# Fisher's RACE FISHER and Gardner's SAINT AIDAN



## Roger Jordan (May 9, 2008)

I would be most grateful for any help in determining the eventual fate of two British coasters, namely RACE FISHER (ex Empire Jill 46; built 1942, 739 tons gross) AND SAINT AIDAN (built 1962; 973 tons gross)
RACE FISHER (owned by Fisher, Barrow in Furness) was sold in 1967 to Iran and renamed FARDAD. She was deleted from Lloyd's Register book in 1995 because her continued existence was in doubt, possibly as result of casualty/loss during the Iran/Iraq conflicts. 
SAINT AIDAN was owned by Gardner, of Glasgow.
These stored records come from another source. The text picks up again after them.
PR #164, opened 2020-01-03
lint: upgraded to 1.22.2 and make lint issues a build failure

jkowalski:
fixed or silenced linter warnings, mostly due to magic numeric constants

### DIFF
--- a/internal/fshasher/fshasher.go
+++ b/internal/fshasher/fshasher.go
@@ -25,7 +25,7 @@ func Hash(ctx context.Context, e fs.Entry) ([]byte, error) {
 	}
 
 	tw := tar.NewWriter(h)
-	defer tw.Close()
+	defer tw.Close() //nolint:errcheck
 
 	if err := write(ctx, tw, "", e); err != nil {
 		return nil, err
@@ -114,9 +114,10 @@ func writeFile(ctx context.Context, w io.Writer, f fs.File) error {
 	if err != nil {
 		return err
 	}
-	defer r.Close()
 
-	_, err = io.Copy(w, r)
+	if _, err = io.Copy(w, r); err != nil {
+		return err
+	}
 
-	return err
+	return r.Close()
 }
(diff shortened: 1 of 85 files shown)


tools/tools.mk
```diff
@@ -35,11 +35,12 @@ $(BINDATA_TOOL):
 	go build -o $(BINDATA_TOOL) github.com/go-bindata/go-bindata/go-bindata
 
 # linter
-LINTER_TOOL=$(TOOLS_DIR)/bin/golangci-lint
+LINTER_TOOL=$(TOOLS_DIR)/bin/golangci-lint-$(GOLANGCI_LINT_VERSION)
```
julio-lopez: nice!

repo/content/index.go
```diff
@@ -164,10 +164,6 @@ func (b *index) GetInfo(contentID ID) (*Info, error) {
 }
 
 func (b *index) entryToInfo(contentID ID, entryData []byte) (Info, error) {
-	if len(entryData) < 20 {
```
julio-lopez: Is this check performed inside `e.parse` ?

internal/fshasher/fshasher.go
```diff
@@ -114,9 +114,10 @@ func writeFile(ctx context.Context, w io.Writer, f fs.File) error {
...
 	}
-	defer r.Close()
 
-	_, err = io.Copy(w, r)
+	if _, err = io.Copy(w, r); err != nil {
+		return err
+	}
 
-	return err
+	return r.Close()
```
julio-lopez: This actually changes the behavior and would leave `r` open when `io.Copy` fails.

repo/content/index.go
jkowalski: Yes

internal/fshasher/fshasher.go
jkowalski: fixed

jkowalski: one sec, let me fix it again :)

jkowalski: done, I initially misread the code and thought that it's the `w` that needs to be closed, simply adding `//nolint:errcheck` is the right thing to do for read-only streams

PR #171, opened 2020-01-16
testing: split end_to_end_test into separate files.

jkowalski:
refactored test helpers to separate package
made all tests parallel and improved the code structure


tests/end_to_end_test/main_test.go
```diff
@@ -0,0 +1,81 @@
...
+	sharedTestDataDirBase string
+	sharedTestDataDir1    string
+	sharedTestDataDir2    string
+	sharedTestDataDir3    string
+)
+
+func oneTimeSetup() error {
+	var err error
+
+	sharedTestDataDirBase, err = ioutil.TempDir("", "kopia-test")
```
julio-lopez: Just skimmed through the tests, and AFAICT, these directories are only read from the individual tests and not modified otherwise. And for tests that need specific input setups or so, then `makeScratchDir` below is used.

Is that correct?

Also, `dir1`, `dir2`, `dir3` have approximately similar structures. What's the rationale for generating 3 separate ones? is it an increase in coverage?

Makefile
```diff
@@ -117,7 +118,7 @@ dist-binary:
 	go build -o dist/integration/kopia github.com/kopia/kopia
 
 integration-tests: dist-binary
-	KOPIA_EXE=$(CURDIR)/dist/integration/kopia $(GO_TEST) -v -count=1 -timeout 90s github.com/kopia/kopia/tests/end_to_end_test
+	KOPIA_EXE=$(CURDIR)/dist/integration/kopia $(GO_TEST) -count=1 -parallel $(PARALLEL) -timeout 300s github.com/kopia/kopia/tests/end_to_end_test
```
julio-lopez: Any time reductions or increases due to running the tests in parallel?

jkowalski: It's about 50% reduction in wall clock time:

Before:

```
$ time make integration-tests
ok  	github.com/kopia/kopia/tests/end_to_end_test	67.782s
make integration-tests  55.67s user 15.15s system 102% cpu 1:09.38 total
```

After:

```
$ time make integration-tests
ok  	github.com/kopia/kopia/tests/end_to_end_test	35.230s
make integration-tests  93.23s user 19.32s system 305% cpu 36.885 total
```

tests/end_to_end_test/main_test.go
jkowalski: added more interesting shapes and sizes of the tree along with test API to create more if needed.

PR #1937, opened 2022-05-09
fix(repository): fix deletion immediately after creation

jkowalski:
In a very rare case, when content is created then deleted or forgotten
and immediately recreated in the same second, the newly recreated
content may be ignored due to how indices are merged.

This change ensures that on each {write,delete,forget} we always move
the time forward relative to latest index entry, even if the local clock
did not advance at all or moves backwards.

### DIFF
--- a/repo/content/content_manager.go
+++ b/repo/content/content_manager.go
@@ -199,9 +199,20 @@ func (bm *WriteManager) deletePreexistingContent(ctx context.Context, ci Info) e
 		return errors.Wrap(err, "unable to create pack")
 	}
 
-	pp.currentPackItems[ci.GetContentID()] = &deletedInfo{ci, bm.timeNow().Unix()}
+	pp.currentPackItems[ci.GetContentID()] = &deletedInfo{ci, bm.contentWriteTime(ci.GetTimestampSeconds())}
 
 	return nil
+}
+
+// contentWriteTime returns content write time for new content
+// by computing max(timeNow().Unix(), previousUnixTimeSeconds + 1).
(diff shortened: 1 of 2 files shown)


repo/content/content_manager.go
```diff
@@ -852,9 +887,13 @@ func (bm *WriteManager) getOverlayContentInfoReadLocked(contentID ID) (*pendingP
 }
 
 // +checklocksread:bm.mu
-func (bm *WriteManager) getContentInfoReadLocked(ctx context.Context, contentID ID) (*pendingPackInfo, Info, error) {
+// NOTE: previousWriteTime is written even if error is ErrContentNotFound
+// in cases where the content was previously forgotten.
+func (bm *WriteManager) getContentInfoReadLocked(ctx context.Context, contentID ID, previousWriteTime *int64) (*pendingPackInfo, Info, error) {
```
julio-lopez, line 892: Given that this function is already returning 3 values, why not return a fourth, instead of mixing _output_ parameters and return values?

It seems that it would also make it simpler to ignore where it needs to be ignored. Thoughts?

julio-lopez (commented):
What is the implication of:
- potentially changing the "logical" ordering of content writes wrt their time stamps.
- potentially having a content timestamp that is after the blob time stamp? Although, that possibility already exists in the current implementation.

LG overall, just an inline question / nit.

repo/content/content_manager.go
jkowalski: done

jkowalski:
The PR got super simplified after reverting the forget feature. PTAL @julio-lopez

julio-lopez (approved):

PR #1941, opened 2022-05-10
fix(providers): ensure multi-part upload is disabled for S3 backends

julio-lopez:


julio-lopez:
Partially addresses #1909, at least for the desire objective.

repo/blob/s3/s3_storage.go
```diff
@@ -172,7 +172,8 @@ func (s *s3Storage) putBlob(ctx context.Context, b blob.ID, data blob.Bytes, opt
 	}
 
 	uploadInfo, err := s.cli.PutObject(ctx, s.BucketName, s.getObjectNameString(b), data.Reader(), int64(data.Length()), minio.PutObjectOptions{
-		ContentType: "application/x-kopia",
+		ContentType:      "application/x-kopia",
+		DisableMultipart: true,
```
adowair, line 176: Can we add a comment explaining why we do this? Along the lines of: `"Kopia already splits snapshot contents into small blobs for uploading, so there is no need for further splitting"`.

adowair (commented):
Thanks for putting this up @julio-lopez

repo/blob/s3/s3_storage.go
julio-lopez: @adowair Good idea. Please submit a PR with the change. 🙏🏼

Issue #1955, opened 2022-05-16
FR: Stream directory entries to uploader for a dynamic set of directory entries


ashmrtn:
I can spin up a PR for this, but thought it'd be helpful to get some feedback on the idea. I can have a draft PR out soon that has the skeleton of the idea but does not address the stuff in the "possible issues" section if that would help in thinking about things

#### Use case
an application is streaming data from an external source and would like to use kopia to create a backup of the data in a hierarchical manner. The application does not want to write the data to the local file system prior to adding it to kopia. In this instance, kopia would be used as a library instead of a CLI tool (i.e. application code would interface directly with kopia code)

The current directory implementation assumes that all directory entries are known when `Readdir` is called. This does not allow one discover/stream directory entries on the fly and send them to the uploader.

#### Proposal
Create a new abstraction `StreamedDirectory` in virtualfs that returns a `<- chan (fs.Entry, error)` and can be used to iterate over directory entries as they are discovered. Extend `uploader` implementation to iterate over entries from a `StreamedDirectory` using a range for-loop on the channel

`StreamedDirectory` interface
```go
// Caller provides/controls `incoming` channel and sends entries over it
func NewStreamedDirectory(name string, incoming <-chan (fs.Entry, error)) fs.StreamedDirectory
// Used by uploader
func (s *StreamedDirectory) Stream(ctx context.Context) <-chan (fs.Entry, error)
```

#### Affected components
* uploader
* ignorefs
* virtualfs

#### Possible Issues
**Ignoring selected files**
`StreamedDirectories` don't fit with the ignorefs interface as they cannot return a specific file in the directory. A simple solution would be to have ignorefs use the parent directory's ignorefs context to filter out ignored files

**Resource cleanup on cancellation**
In the API sketch above, `StreamedDirectory` has no way to notify the owner of the `incoming` channel that an upload has been canceled so that it can close the channel. This may fall outside the scope of kopia because presumably whatever controls the channel would know the kopia uploader returned an error, but is worth bringing up for discussion

**Playing nice with the uploader worker pool**
`StreamedDirectories` may block uploader worker pool goroutines while waiting for new entries. This could reduce the effective parallelism of the system.

A solution for this would be to hand all the `StreamDirectory` channels off to a single goroutine (a "watcher"), have it monitor them, and pass the work back to the worker pool when new entries come in. This would require a minimal amount of context for each channel the watcher has.

[...]

PR #1957, opened 2022-05-18
feat(snapshots): Add callback-based iteration function to Directory interface

ashmrtn:
As the first part of #1955 add an interface method that uses callbacks to process directory entries. Right now it defaults to calling the underlying `Readdir` implementation and then iterating over that result internally

### DIFF
--- a/fs/entry.go
+++ b/fs/entry.go
@@ -79,6 +79,21 @@ type ErrorEntry interface {
 // ErrEntryNotFound is returned when an entry is not found.
 var ErrEntryNotFound = errors.New("entry not found")
 
+// Adapter for a naive Readdir -> IterateEntries implementation.
+func ReaddirToIterate(ctx context.Context, d Directory, cb func(context.Context, Entry) error) error {
+	entries, err := d.Readdir(ctx)
+	if err != nil {
+		return err
+	}
+
+	for _, e := range entries {
+		if err := cb(ctx, e); err != nil {
+			return err
+		}
+	}
+	return nil
+}
+
 // ReadDirAndFindChild reads all entries from a directory and returns one by name.
 // This is a convenience function that may be helpful in implementations of Directory.Child().
 func ReadDirAndFindChild(ctx context.Context, d Directory, name string) (Entry, error) {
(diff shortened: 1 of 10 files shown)


fs/localfs/local_fs.go
```diff
@@ -141,6 +141,20 @@ func toDirEntryOrNil(dirEntry os.DirEntry, prefix string) (fs.Entry, error) {
 	return entryFromDirEntry(fi, prefix), nil
 }
 
+func (fsd *filesystemDirectory) IterateEntries(ctx context.Context, cb func(context.Context, fs.Entry) error) error {
+	entries, err := fsd.Readdir(ctx)
```
jkowalski, line 145: all those implementations are the same, can you introduce a helper and call everywhere?

fs/localfs/local_fs.go
```diff
@@ -141,6 +141,14 @@ func toDirEntryOrNil(dirEntry os.DirEntry, prefix string) (fs.Entry, error) {
 	return entryFromDirEntry(fi, prefix), nil
 }
 
+func (fsd *filesystemDirectory) IterateEntries(ctx context.Context, cb func(context.Context, fs.Entry) error) error {
+	if err := fs.ReaddirToIterate(ctx, fsd, cb); err != nil {
```
jkowalski, line 145: nit: in wrapping is not that convenient in this particular case, it would also be ok to do `// nolint:wrapcheck` or even add a rule to exclude this in `.golangci.yml`

fs/entry.go
```diff
@@ -78,6 +79,22 @@ type ErrorEntry interface {
 // ErrEntryNotFound is returned when an entry is not found.
 var ErrEntryNotFound = errors.New("entry not found")
 
+// ReaddirToIterate is an adapter for a naive Readdir -> IterateEntries implementation.
+func ReaddirToIterate(ctx context.Context, d Directory, cb func(context.Context, Entry) error) error {
```
jkowalski, line 83: can we add a simple unit test here? other than that LGTM.

ashmrtn: is there another package that this function would be a good fit for or a good `Directory` implementation in which to place the test? Unfortunately even a simple test in `entries_test.go` would require minimal mocks for the `Directory`, `Entry`, and `os.FileInfo` interfaces as I cannot import `internal/mockfs` or any other concrete implementations of `Directory` due to import cycles

jkowalski:
Thanks for the contribution!

PR #1959, opened 2022-05-20
chore(general): minor cleanups

julio-lopez:


internal/cache/content_cache.go
```diff
@@ -97,8 +97,7 @@ func (c *contentCacheImpl) fetchBlobInternal(ctx context.Context, blobID blob.ID
 	if err := c.st.GetBlob(ctx, blobID, 0, -1, blobData); err != nil {
 		reportMissError()
 
-		// nolint:wrapcheck
-		return err
+		return errors.Wrapf(err, "failed to get blob: %s", blobID)
```
julio-lopez, line 100: @jkowalski are there any issues if the blob ID is included here?

jkowalski: only failing tests, but no other issue

PR #1963, opened 2022-05-22
feat(snapshots): streaming upload support

jkowalski:
This removes dependency on `fs.Directory.Readdir()` from the Uploader, ignorefs and repofs so instead of reading entire directory ahead of time, the contents can be streamed using `IterateEntries()`.

This both reduces memory consumption by quite a lot and speeds up snapshot creation by a tiny bit:

Backing up Kopia git enlistment (2.8 GB files:74722 dirs:12352):

* before (680e3f29bba59e76d118d877afea8c70fd782dcf) : 7.4s     420.422 MB RAM
* after:    7.2s     358.328 MB RAM

Note that this temporarily disables asynchronous uploads of singular large files, since it wasn't compatible with asynchronous iteration model. This will be restored and further improved by #1984 following this one.

For #1955

### DIFF
--- a/fs/ignorefs/ignorefs.go
+++ b/fs/ignorefs/ignorefs.go
@@ -77,19 +77,19 @@ type ignoreDirectory struct {
 	fs.Directory
 }
 
-func isCorrectCacheDirSignature(ctx context.Context, f fs.File) (bool, error) {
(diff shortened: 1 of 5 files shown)


julio-lopez (commented):
+1: LG 👍

Issue #1969, opened 2022-05-23
Hard-coded cmd.exe is causing error


bkmeneguello:
When I try to run my backup from Windows Task Scheduler, even using my own user, I get this error when Kopia tries to run the `beforeFolder` action:
```
ERROR kopia/cli upload error: error executing before-folder action: error running 'before-folder' action: essential action failed: exec: "C:\\Users\\me\\AppData\\Local\\Temp\\kopia-action3861831628\\cmd.exe": file does not exist
```
I'm not very sure why, but I found [some discussion](https://github.com/golang/go/issues/43724) about Windows PATH handling with `exec.Command` and I thought it could be related.

By replacing the `cmd.exe` with the fully qualified path [here](https://github.com/kopia/kopia/blob/2b38b4b99d69d95c7c4d3fd939a2736613e5ef61/snapshot/snapshotfs/upload_actions.go#L115) it worked like a charm.

So, I suggest replacing this hard-coded `cmd.exe` with `os.Getenv("COMSPEC")` which points to the full path of the CMD executable.

PR #1970, opened 2022-05-23
fix(snapshots): replace hard-coded cmd.exe with COMSPEC env var on Windows (#1969)

bkmeneguello:


julio-lopez:
Thanks @bkmeneguello

PR #1971, opened 2022-05-24
refactor(general): minor cleanups in robustness framework 

julio-lopez:


julio-lopez:
@chaitalisg

tests/robustness/robustness_test/main_test.go
```diff
@@ -118,7 +118,7 @@ func (th *kopiaRobustnessTestHarness) init(ctx context.Context, dataRepoPath, me
 }
 
 func (th *kopiaRobustnessTestHarness) makeBaseDir() bool {
-	baseDir, err := os.MkdirTemp("", "engine-data-")
+	baseDir, err := os.MkdirTemp("", "robustness-")
```
adowair, line 121: I am wary of this change for two reasons:

1. Could it cause confusion with the other robustness directories at this same (or lower) levels, if any exist?
2. Could it muck up some existing dependencies in codefresh (or other) scripts/configs.

adowair (commented):
Looks good overall, thanks @julio-lopez !

tests/robustness/robustness_test/main_test.go
julio-lopez: This should be internal to a robustness job execution. The objective is to make it explicit and separate the data vs. the metadata directories, vs. the one used for other "temporary" data.

Nevertheless, I'll revert this change and we can merge it separately.

chaitalisg (commented):
LGTM

PR #1973, opened 2022-05-25
refactor(cli): deprecate `snapshot gc` command

julio-lopez:


cli/command_snapshot_gc.go
```diff
@@ -17,13 +17,19 @@ type commandSnapshotGC struct {
 }
 
 func (c *commandSnapshotGC) setup(svc appServices, parent commandParent) {
-	cmd := parent.Command("gc", "Mark contents as deleted which are not used by any snapshot").Hidden()
+	cmd := parent.Command("gc", "DEPRECATED: This command will be removed. Snapshot GC is now automatically done as part of repository maintence. Snapshot GC marks as deleted all the contents that are not used by any snapshot").Hidden()
```
jkowalski, line 20: typo: 'maintence'

jkowalski: also, perhaps we should immediately delete it (and replace with a stub explaining what happened here), this is not helping anyone and is in fact dangerous when running in parallel to maintenance.

julio-lopez: done

PR #1976, opened 2022-05-26
refactor(general): acquire maintenance lock before updating schedule

julio-lopez:
Avoid adding an entry to the maintenance schedule for a maintenance run that may not execute at all.
Also, avoids the potential race of overwriting the schedule of an already running maintenance task.


Shrekster (commented):
LGTM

She was sold in 1983 and renamed SAN ANDRES. She was deleted from Lloyd's Register book in 2010 because nothing had been known of this vessel since 2002. Her last reported owner was Compania Cobrec SA, of Santo Domingo, Dominican Republic. 
I would be most appreciative of any positive information concerning their fates. 
Regards 
Roger Jordan


----------



## Runrig (Apr 13, 2008)

Gardner's SAINT AIDAN was sold and handed over on 27 May 1982, not 1983. She was renamed SAN ANDRES in 1985. Sorry, but I do not know what ultimately happened to her.


----------



## DICK RICHARDS (Sep 4, 2011)

She was chartered to British Rail in the early 1960's for carriage of containers between HOLYHEAD and Dublin for a while.


----------



## jonnburton (Oct 3, 2014)

*Race Fisher*

Robert Fisk, in his book _The Great War for Civilisation_ mentions this boat. It appears to have been destroyed in the Iran-Iraq war, as you said, and ended up in Khorramshahr, Iran.


----------